Auch die deutsche Auslandshandelskammer in Bratislava kritisiert, dass der Schwerpunkt der Haushaltskonsolidierung wie im Vorjahr auf der Steigerung der Einnahmen liegt. "Ein Ansatz, Sparmaßnahmen bei den öffentlichen Ausgaben systematisch zu entwickeln, ist nicht erkennbar", sagt AHK-Geschäftsführer Trisciuzzi. Er vermisst außerdem einen Dialog mit den Sozialpartnern. "Aufgrund des beschleunigten Verfahrens vergingen von der erstmaligen Bekanntmachung der Konsolidierungsmaßnahmen bis hin zur Verabschiedung durch das Parlament gerade einmal zwei Wochen."

Haushaltsdefizit bleibt hoch

Parallel zum Konsolidierungspaket hat die Regierung den Haushaltsentwurf für 2026 vorgelegt, der am 21. Oktober 2025 vom Parlament angenommen wurde. Er sieht eine Neuverschuldung von 6 Milliarden Euro vor. Das sind 4,1 Prozent des Bruttoinlandsprodukts (BIP). Im laufenden Jahr 2025 soll der Fehlbetrag bei 5 Prozent liegen. Die Opposition kritisiert kostspielige Wahlgeschenke wie die 13. Rentenzahlung oder Subventionen beim Energiepreis. 

Der slowakische Rat für Haushaltsverantwortung (RRZ) bezweifelt, dass die Regierung 2026 ihr Ziel erreicht, das Defizit auf 4,1 Prozent zu senken. Das Expertengremium erwartet einen Fehlbetrag von 4,6 Prozent. Die Gesamtverschuldung könnte bis 2029 auf 70 Prozent steigen, falls die Staatsausgaben nicht gekürzt werden. Für eine Stabilisierung der Schuldenquote hält der RRZ weitere Konsolidierungsmaßnahmen von 3,8 Milliarden Euro für nötig.

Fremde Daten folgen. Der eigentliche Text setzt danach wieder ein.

PR #1139, opened 2021-11-23
Allow dots and dashes at repo names in labels

### LINKED ISSUE #1082: label.Parse fails on labels with hyphens in the repository name

v0.23.0

v0.27.0

4.1.0

Yes.

nixos x86_64

### What did you do?

```go
lbl, err := label.Parse("@stackage-exe//tasty-discover:tasty-discover")
if err != nil {
    log.Fatal(err)
}
```

I expected the label to be parsed since hyphens are accepted in repository names by bazel. 
https://github.com/bazelbuild/bazel/issues/11837
https://github.com/bazelbuild/bazel/commit/e574d558da17cfd0f818e7a937a07926aa270069

### What did you see instead?

```
gazelle: label parse error: repository has invalid characters: "@stackage-exe//tasty-discover:tasty-discover"
```

facundominguez:
Bug fix
cmd/gazelle

This PR has label.Parse accept repo names with dashes and dots. `gazelle` needs it to process bazel repositories that use these characters in repository names.

Fixes #1082

### DIFF
--- a/label/label.go
+++ b/label/label.go
@@ -62,7 +62,7 @@ func New(repo, pkg, name string) Label {
 var NoLabel = Label{}
 
 var (
-	labelRepoRegexp = regexp.MustCompile(`^@$|^[A-Za-z][A-Za-z0-9_]*$`)
+	labelRepoRegexp = regexp.MustCompile(`^@$|^[A-Za-z.-][A-Za-z0-9_.-]*$`)
 	labelPkgRegexp  = regexp.MustCompile(`^[A-Za-z0-9/._-]*$`)
 	labelNameRegexp = regexp.MustCompile(`^[A-Za-z0-9_/.+=,@~-]*$`)
 )
--- a/label/label_test.go
+++ b/label/label_test.go
@@ -75,6 +75,8 @@ func TestParse(t *testing.T) {
 		{str: "@a", want: Label{Repo: "a", Pkg: "", Name: "a"}},
 		{str: "@a//b", want: Label{Repo: "a", Pkg: "b", Name: "b"}},
 		{str: "@a//b:c", want: Label{Repo: "a", Pkg: "b", Name: "c"}},
+		{str: "@..//b:c", want: Label{Repo: "..", Pkg: "b", Name: "c"}},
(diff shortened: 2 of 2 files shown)


facundominguez:
Bazel source code does not seem to allow leading dots and dashes in repository names:
https://github.com/bazelbuild/bazel/blob/cbad324d2c8520195d2ddafcabeb2d2ca96da0a1/src/main/java/com/google/devtools/build/lib/packages/WorkspaceGlobals.java#L53

However, when declaring repositories with `http_archive` I was able to define and reference repositories  like `--` and `..`.

blico:
Thanks for the fix!

> However, when declaring repositories with http_archive I was able to define and reference repositories like -- and ... I tested bazelbuild/bazel@cbad324.

`http_archive` rules do not create a new WORKSPACE, explaining why you do not see a failure. If you name a `go_repository` rule `..` then you will see:
```
Error in repository_rule: invalid repository name '@..': workspace names are not allowed to be '@..'
```

Given that we cannot differentiate between repository rules that create a new WORKSPACE and those that don't, we should match the pattern in [Bazel's source code](https://github.com/bazelbuild/bazel/blob/cbad324d2c8520195d2ddafcabeb2d2ca96da0a1/src/main/java/com/google/devtools/build/lib/packages/WorkspaceGlobals.java#L53) and require repo name's start with a letter.

facundominguez:
> Given that we cannot differentiate between repository rules that create a new WORKSPACE and those that don't, we should match the pattern in Bazel's source code and require repo name's start with a letter.

I feel inclined to argue for the opposite. Given that we cannot differentiate between repository rules that create a new WORKSPACE and those that don't, `gazelle` must accept leading dots and dashes so it can digest the most repos that might be encountered in the wild.

Perhaps there is some reason for having `gazelle` being stricter than `bazel`, which I'm failing to see.

blico:
Good point, from the perspective of Gazelle's usage of `label.Parse` it makes sense for it to be less strict. It is possible there are other consumers of `label.Parse` that would prefer it to be more strict, but it is unlikely.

Wie aktuelle Zahlen des Statistikamtes zeigen, kratzte die Slowakei schon 2024 hart an der Obergrenze, die Brüssel für die Gesamtverschuldung duldet. Die Schuldenlast betrug 59,7 Prozent des BIP. Spätestens 2025 dürfte dieser Wert überschritten werden. Das hängt auch damit zusammen, dass die Wirtschaft 2024 nicht, wie ursprünglich berechnet, um 2,1 Prozent stieg, sondern nur um 1,9 Prozent.